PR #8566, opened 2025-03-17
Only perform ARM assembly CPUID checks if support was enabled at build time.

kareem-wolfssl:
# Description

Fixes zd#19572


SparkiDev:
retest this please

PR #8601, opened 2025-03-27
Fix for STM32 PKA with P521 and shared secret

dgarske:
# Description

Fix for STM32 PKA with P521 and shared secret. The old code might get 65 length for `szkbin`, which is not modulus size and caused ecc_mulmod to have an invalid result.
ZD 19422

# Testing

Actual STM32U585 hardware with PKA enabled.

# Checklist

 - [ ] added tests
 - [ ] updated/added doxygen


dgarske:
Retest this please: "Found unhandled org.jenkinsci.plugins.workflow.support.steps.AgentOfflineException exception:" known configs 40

• **Task to complete**: Write out the listing exactly from its first line to the line containing "- [ ] added tests". Both of those lines belong in the answer.

• **Output of the exercise**:
PR #8566, opened 2025-03-17
Only perform ARM assembly CPUID checks if support was enabled at build time.

kareem-wolfssl:
# Description

Fixes zd#19572


SparkiDev:
retest this please

PR #8601, opened 2025-03-27
Fix for STM32 PKA with P521 and shared secret

dgarske:
# Description

Fix for STM32 PKA with P521 and shared secret. The old code might get 65 length for `szkbin`, which is not modulus size and caused ecc_mulmod to have an invalid result.
ZD 19422

# Testing

Actual STM32U585 hardware with PKA enabled.

# Checklist

 - [ ] added tests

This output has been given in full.